= Day One Support for Young People Trailblazer =

Former trial compulsory workfare scheme

The Day One Support for Young People Trailblazer (often abbreviated to DOSfYP) was a compulsory workfare scheme for young unemployed 18- to 24-year-olds, that was trialled in North and South London Jobcentre Plus districts, between 26 November 2012 and 26 July 2013. The workfare scheme whereby unemployed people must work in return for state unemployment benefits was introduced during a time of particularly high youth unemployment in the United Kingdom. As a mandatory scheme, claimants were sanctioned if they failed to meet the requirements of the scheme.
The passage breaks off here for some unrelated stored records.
PR #1113, opened 2023-06-05
check peerDependencies in `imports-as-dependencies`

DetachHead:


DetachHead:
maybe all three of them should be optional like in [`import/no-extraneous-dependencies`](https://github.com/import-js/eslint-plugin-import/blob/main/docs/rules/no-extraneous-dependencies.md)?

brettz9:
That would be fine, though I think default off for peer and default on for the others...

Issue #1130, opened 2023-07-07
@types/eslint-plugin-jsdoc or bundle .d.ts


snebjorn:
## Motivation

With the new ESLint flat config we import plugins

```js
import jsdoc from "eslint-plugin-jsdoc";
```
However that causes typescript in the VSCode to report an error due to missing type definitions.

> Could not find a declaration file for module 'eslint-plugin-jsdoc'. 'myrepo/node_modules/eslint-plugin-jsdoc/dist/index.js' implicitly has an 'any' type.
>  Try `npm i --save-dev @types/eslint-plugin-jsdoc` if it exists or add a new declaration (.d.ts) file containing `declare module 'eslint-plugin-jsdoc';`

## Current behavior

There are no types for eslint-plugin-jsdoc

## Desired behavior

`eslint-plugin-jsdoc` should bundle the typescript types.

I'm not sure this is correct, but here's an example of the d.ts

```ts
import type { ESLint } from "eslint";

interface JSDoc extends ESLint.Plugin {
  configs: ESLint.Plugin["configs"] & {
    recommended: ESLint.ConfigData;
    ["recommended-error"]: ESLint.ConfigData;
    ["recommended-typescript"]: ESLint.ConfigData;
    ["recommended-typescript-error"]: ESLint.ConfigData;
    ["recommended-typescript-flavor"]: ESLint.ConfigData;
    ["recommended-typescript-flavor-error"]: ESLint.ConfigData;
  };
}

export default JSDoc;
```

## Alternatives considered

A DefinitelyTyped package `@types/eslint-plugin-jsdoc`

snebjorn:
#1139 added
https://github.com/gajus/eslint-plugin-jsdoc/blob/e8b14756c573bc7f6eb824f2e87b67bbd6a50fab/package.json#L86
but index.d.ts is missing from the distributed package

![image](https://github.com/gajus/eslint-plugin-jsdoc/assets/1266245/ebc2f409-3c82-4776-8b0d-e1897c7ebff1)

paulshryock:
> but **index.d.ts** is missing from the distributed package

That's because `*.d.ts` is explicitly ignored in [`.npmignore`](https://github.com/gajus/eslint-plugin-jsdoc/blob/main/.npmignore#L9).

Looks like `.npmignore` should be updated to to not ignore `index.d.ts`.

brettz9:
Yes, sorry, I inadvertently actually added that when merely considering adding it.

[...]

PR #1141, opened 2023-08-06
fix: exclude unused files from publish process

falsepopsky:
## Issue

This pull request addresses the issue of including unused files in the [publish](https://www.npmjs.com/package/eslint-plugin-jsdoc?activeTab=code) process.
ex: `tsconfig.json` and `tsconfig-prod.json`

## Solution

With this pull request, when adding the `src` and `docs` folders to the `files` section in `package.json`, the build process will automatically exclude other unused files. Note that `readme` and `license` files are always included (for documentation purposes please refer to [this link](https://docs.npmjs.com/cli/v9/configuring-npm/package-json#files)).

### Before

filesbefore

### After

1. run `npm pack`
2. To visually identify which files are packaged, you have two options:
   - Check the log for added files.
   - Extract the tarball to see the files.

after

### Additional Comments:

- I had to add the suffix `/dist` to imports requiring `@typescript-eslint/types` because it was being inferred as `any`, leading to lint errors.

### DIFF
--- a/.npmignore
+++ b/.npmignore
@@ -5,3 +5,4 @@ test
 .*
 *.log
 CONTRIBUTING.md
+tsconfig*.json
--- a/package.json
+++ b/package.json
@@ -67,6 +67,10 @@
   "engines": {
     "node": ">=16"
   },
+  "files": [
+    "dist",
+    "docs"
+  ],
   "keywords": [
     "eslint",
     "plugin",
--- a/package.json
+++ b/package.json
@@ -67,10 +67,6 @@
   "engines": {
     "node": ">=16"
   },
-  "files": [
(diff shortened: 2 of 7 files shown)


Fdawgs:
Could save a few more bytes by using an `.npmignore` file instead, as `package.json` (and in turn the `files` key and its contents) are published.

brettz9:
Thanks for the PR. I submitted another one which makes some fixes to tsconfig. However, that raises another question. While #1130 is seeking for the bundling of types, I'm not sure we want to add to the package size to do so, especially since an ESLint config file may have a different import approach then the rest of the package containing it.

I'm also wondering whether we should exclude `/docs`.

PR #1196, opened 2024-02-05
fix(informative-docs): Improve wording in rule description

RDIL:
"Restart" doesn't make sense here, I'm pretty sure ["restate"](https://www.merriam-webster.com/dictionary/restate) fits the intended meaning better.


brettz9:
Thanks for the PR! If adding any more minor doc fixes, please use `docs()` instead of `fix()` in the commit. Thanks!

PR #1206, opened 2024-02-21
feat(check-param-names): Add disableMissingParamChecks option

### LINKED ISSUE #1169: Allow ignoring missing @params
## Motivation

The scheme differed from other workfare schemes which are generally aimed at the long term unemployed as claimants were forced onto the scheme immediately or soon after making a claim for Jobseeker's Allowance if they "had not previously completed six months of paid employment since leaving full time education". Claimants were mandated to complete 30 hours of work for 13 weeks and also had to continue to "sign on" during that period.

==Criticism==
Adam Bienkov writing for Politics.co.uk said "Little thought appears to have been given to finding suitable placements, with claimants given just one day to accept unpaid work", and "overall those who failed to make it through the 13 weeks [programme] did much better than those who stayed".